Alexander Payne offers Paul Giamatti a role that could well earn him an Oscar nomination.
Since 2002’s About Schmidt with Jack Nicholson, Alexander Payne has always known how to touch the most unpleasant man. In Those Who Remain, the filmmaker plunges into the 1970s – his youth – and takes us to a boarding school in New England.
Photo credit: Seacia Pavao / © 2023 FOCUS FEATURES LLC
The boarding school is called Barton and is for boys only.
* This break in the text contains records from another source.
PR #434, opened 2019-06-26
Add docker build to device-snmp staging jobs

lranjbar:
It looks like the current staging jobs are failing because we aren't building docker images earlier in the job. I'm running these changes on the sandbox but it is hard to tell if they will work on production. (Failures happen on sandbox because of mocked out credentials)


jamesrgregg (approved):
LGTM

PR #444, opened 2019-07-10
Remove centos-7-arm64 builds from packer.yaml

eb-oss:
These are not being used, and the Vexxhost images are not working
properly, causing the jobs to always fail.


jamesrgregg (approved):
LGTM

PR #39, opened 2018-01-30
dotnet core upgrade

CloneDeath:
I've upgraded the two projects to dotnet core (using netstandard2.0), and updated the csproj files to the new format. I moved the demo project into its own directory, simply because of the way the new csproj file format works... otherwise I would have had to make the project exclude everything and only bring in demo.cs, making it a lot more complex.

In order to get around the mono dependency, I've added a nuget reference to the beta netstandard posix nuget package, which looks to be working fine.

I've added dlerror in order to help diagnose issues.

Also, when lazy loading ncurses on my platform, I always got intptr.zero. But, when I changed it to load now (1 instead of 0 for the mode), it ran perfectly for me.

Lastly, i changed the dllimport bindings from libc to libdl. Again, I had issues binding to libc, and I'm not entirely sure why. (libdl just wraps libc for the dl calls, btw). If you have a problem with this (it doesn't run), then I can go ahead and create two bindings, one for libc, and one for libdl, and try one before falling back to the other. I don't know if this is necessary, so I held back on doing this to keep my changes minimal for this pull request.


tom-corwin:
Have you thought about adding `<EnableDefaultCompileItems>false</EnableDefaultCompileItems>` to the demo project, and add the line `<Compile Exclude="demo.cs" />` to the main project? This would avoid reorganizing the whole project, and still have the same result. Just a thought, since I as looking at this project. :P

CloneDeath:
Yes, I considered that. And ultimately, the change I made only involved moving two files: demo.cs and Terminal.csproj

Most projects usually are separated with one project per folder, and not mixed with the main solution... I'm not sure why this was an exception.

I'm not against doing exactly as you said though, if for no other reason than to keep this pull request focused solely on the dotnet core upgrade.

tom-corwin:
I wasn't against what you did, as I prefer a single project per folder, I was just mentioning it. :)

migueldeicaza:
I applied the changes to bindings.cs to the upstream project (mono-curses), which is regularly synced here.

The only downside of going to .NET Standard is that it results in a very large executable if I want to keep using Mono and it is slower to startup than what I am using now.   Perhaps we should build the .NET standard library separately for now.

migueldeicaza:
I had another problem: the `poll()` call does not seem to be returning the data about activity on a file descriptor, so the application goes into a tight loop.   Need to debug this.

CloneDeath:
Sorry, I was sick all last week.

I think this stems from the fact that I used the beta release of Mono.Posix. I think the time to revisit this is when that package leaves beta.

On the eve of Christmas break, Paul Hunham (Paul Giamatti, who could well receive an Oscar nomination), the institution’s most unpleasant teacher, is responsible for watching over the small group of students who will not be spending the holiday with family. This includes Angus Tully (Dominic Sessa), whose parents are unavailable because his mother has decided to travel to the Caribbean with her new husband.
As with all of Alexander Payne’s feature films – we will remember “The Descendants” with George Clooney or the great “Nebraska” with Bruce Dern – the script gives the impression of being his own, as it is a mixture of nostalgic memories and old, poorly healed wounds. Here David Hemingson is the author of this sensitive story in which unlikely characters, including the school cook Mary Lamb (Da’Vine Joy Randolph), end up becoming friends.
Those Who Remain will touch you first with its sincerity, then with that mix of humor, severity and immense tenderness that is so characteristic of Alexander Payne’s films. The adventures that the three protagonists will experience warm like a fire and we reach out our hands, eager to receive the warmth.